Phase diagram of the Heisenberg antiferromagnet with four-spin interactions

TL;DR

This paper maps the phase diagram of a Heisenberg antiferromagnet with four-spin interactions using a hierarchical mean-field approach, revealing a transition from a Néel state to a plaquette-ordered quantum paramagnetic phase.

Contribution

It introduces a single variational ansatz within a hierarchical mean-field framework to comprehensively analyze the phase diagram of the model.

Findings

Identifies a transition between Néel and quantum paramagnetic phases.

Characterizes the non-magnetic phase as a plaquette-ordered state.

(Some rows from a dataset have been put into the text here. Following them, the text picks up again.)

PR #5159, opened 2021-11-08
Add DensityDist moment

lucianopaz:
Adds a default moment of 0 for the `DensityDist` distribution. This allows the `DensityDist` to be used by `pm.sample` even if the users don't explicitly pass a `get_moment` function to it.

This PR contributes to #5078

- pymc.distributions.distribution.DensityDist


ricardoV94:
This won't work for multivariate distributions... 

Should we raise a NotImplementedError in those cases. We can inspect the RV to know the number of dimensions.

Also we should port these tests to the present module: https://github.com/pymc-devs/pymc/blob/main/pymc/tests/test_moment.py ?

lucianopaz:
> This won't work for multivariate distributions...
> 
> Should we raise a NotImplementedError in those cases. We can inspect the RV to know the number of dimensions.

I hadn’t thought of that. How can we know the shape of the support dimensions? We could potentially return a tensor with the support dimensions as broadcastable. Would that then be broadcasted correctly at the later sampling stage?

> Also we should port these tests to the present module: https://github.com/pymc-devs/pymc/blob/main/pymc/tests/test_moment.py ?

Yes, and maybe also remove that module entirely

lucianopaz:
By the way, this should be very similar to what we’ll want to do for the Simulator distribution, so once we agree on how we handle multivariate distributions, I can port it to the simulator

ricardoV94:
> I hadn’t thought of that. How can we know the shape of the support dimensions? We could potentially return a tensor with the support dimensions as broadcastable. Would that then be broadcasted correctly at the later sampling stage?

We can access `ndim_supp` and `ndims_params` class attributes from the RV Op, but that only gives the minimum dimensions, and we have no way of knowing how they map to each other. 

We can also just return something like `at.zeros_like(rv)` which should work in case the user implemented the random function. But in that case defaulting to a sample from the prior might actually be more sensible.

> Yes, and maybe also remove that module entirely

Sounds good.

ricardoV94:
> By the way, this should be very similar to what we’ll want to do for the Simulator distribution, so once we agree on how we handle multivariate distributions, I can port it to the simulator

Yeah I think so too. My only question is whether for the Simulator a draw from the random function may actually be the preferred starting point. We haven't really explored how well Simulators behave in non SMC samplers... In SMC it doesn't matter because we always start sampling form the prior and not from moments.

@aloctavodia any opinion on this?

lucianopaz:
@ricardoV94, I wrote a very small fallback option that uses the size of a random draw to inform the size of the moment, in the case of multivariate `DensityDist`. If the users haven't supplied the `random` method, then a `TypeError` is raised. Let me know what you think about this solution. If you think it's ok, I'll rebase the PR.

ricardoV94:
> @ricardoV94, I wrote a very small fallback option that uses the size of a random draw to inform the size of the moment, in the case of multivariate `DensityDist`. If the users haven't supplied the `random` method, then a `TypeError` is raised. Let me know what you think about this solution. If you think it's ok, I'll rebase the PR.

Sounds good. I'll check later more carefully for any bugs/issues but you can rebase in the meantime.

pymc/distributions/distribution.py
```diff
@@ -615,3 +618,18 @@ def func(*args, **kwargs):
         raise NotImplementedError(message)
 
     return func
+
+
+def default_get_moment(rv, size, *rv_inputs, rv_name=None, has_fallback=False):
+    moment = at.zeros(size, dtype=rv.dtype)
+    if moment.ndim == rv.ndim:
+        return moment
+    if moment.ndim != rv.ndim:
```
ricardoV94:
```suggestion
    else:
```

pymc/tests/test_distributions_moments.py
```diff
@@ -434,3 +440,83 @@ def test_logistic_moment(mu, s, size, expected):
...
+def test_density_dist_moment(get_moment, size, expected):
+    if get_moment == "custom_moment":
+        get_moment = lambda rv, size, *rv_inputs: 5 * at.ones(size, dtype=rv.dtype)
+    with Model() as model:
+        DensityDist("x", get_moment=get_moment, size=size)
+    assert_moment_is_expected(model, expected)
+
+
+@pytest.mark.parametrize("size", [(), (2,), (3, 2)], ids=str)
+def test_density_dist_moment_scalar(size):
```
ricardoV94:
```suggestion
def test_density_dist_custom_moment_univariate(size):
```

Just a more descriptive test name

pymc/tests/test_distributions_moments.py
```diff
@@ -434,3 +440,83 @@ def test_logistic_moment(mu, s, size, expected):
...
+    with pm.Model():
+        mu = pm.Normal("mu")
+        a = pm.DensityDist("a", mu, get_moment=moment, size=size)
+    evaled_moment = get_moment(a).eval({mu: mu_val})
+    assert evaled_moment.shape == to_tuple(size)
+    assert np.all(evaled_moment == mu_val)
+
+
+@pytest.mark.parametrize("size", [(), (2,), (3, 2)], ids=str)
+def test_density_dist_moment_multivariate(size):
```
ricardoV94:
```suggestion
def test_density_dist_custom_moment_multivariate(size):
```

pymc/tests/test_distributions_moments.py
```diff
@@ -434,3 +440,83 @@ def test_logistic_moment(mu, s, size, expected):
...
+@pytest.mark.parametrize(
+    "get_moment, size, expected",
+    [
+        (None, None, 0.0),
+        (None, 5, np.zeros(5)),
+        ("custom_moment", None, 5),
+        ("custom_moment", (2, 5), np.full((2, 5), 5)),
+    ],
+)
+def test_density_dist_moment(get_moment, size, expected):
```
ricardoV94:
```suggestion
def test_density_dist_default_moment_univariate(get_moment, size, expected):
```

And I think you can remove the "custom_moment" checks as they are already covered in the tests below

pymc/distributions/distribution.py
```diff
@@ -615,3 +618,18 @@ def func(*args, **kwargs):
         raise NotImplementedError(message)
 
     return func
+
+
+def default_get_moment(rv, size, *rv_inputs, rv_name=None, has_fallback=False):
+    moment = at.zeros(size, dtype=rv.dtype)
+    if moment.ndim == rv.ndim:
```
ricardoV94: Mulling it over, I am not sure we can safely assume we got the right `size` by simply checking the `ndim` matches. 

The shape may be determined by the `rv_inputs` and not the size:

```python
pm.DensityDist('x', np.arange(5), logp=lambda value, rv_input1: ..., size=None)
```

We can perhaps use the `rv._infer_shape` method, which seems to do just that: 
https://github.com/aesara-devs/aesara/blob/d9fd640e04164759ac752333b94b294a0a5c5117/aesara/tensor/random/op.py#L162

I would still be weary of relying on that for multivariate variables because that often requires overriding for correct multivariate RandomVariable shape inference

ricardoV94 (changes requested):

pymc/distributions/distribution.py
lucianopaz: I guess this depends on whether something like `pm.Normal(..., mu=np.arange(3), size=())` will work, and broadcast into something that has shape `(3,)`. From what I understand, numpy and scipy forbid this, and always force the `size` to match the shape induced by the distribution parameters.

```python
>>> np.random.default_rng().normal(loc=np.arange(3), scale=1, size=())

----> 1 np.random.default_rng().normal(loc=np.arange(3), scale=1, size=())

_generator.pyx in numpy.random._generator.Generator.normal()

_common.pyx in numpy.random._common.cont()

_common.pyx in numpy.random._common.cont_broadcast_2()

_common.pyx in numpy.random._common.validate_output_shape()

ValueError: Output size () is not compatible with broadcast dimensions of inputs (3,).
```

ricardoV94: Unfortunately Aesara behaves differently than Numpy/Scipy, since those are quite restrictive: https://github.com/aesara-devs/aesara/discussions/412

ricardoV94 (approved):
Looks great @lucianopaz, just need to resolve the conflicts with the main branch

lucianopaz:
> Looks great @lucianopaz, just need to resolve the conflicts with the main branch

Damn, I can't keep up with all the merged PRs

ricardoV94:
Thanks @lucianopaz!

Suggests the phase transition aligns with the Landau paradigm.

Abstract

We study the quantum phase diagram of the Heisenberg planar antiferromagnet with a subset of four-spin ring exchange interactions, using the recently proposed heirarchical mean-field approach. By identifying relevant degrees of freedom, we are able to use a single variational anzatz to map the entire phase diagram of the model and uncover the nature of its various phases. It is shown that there exists a transition between a N\'eel state and a quantum paramagnetic phase, characterized by broken translational invariance. The non-magnetic phase preserves the lattice rotational symmetry, and has a correlated plaquette nature. Our results also suggest that this phase transition can be properly described within the Landau paradigm.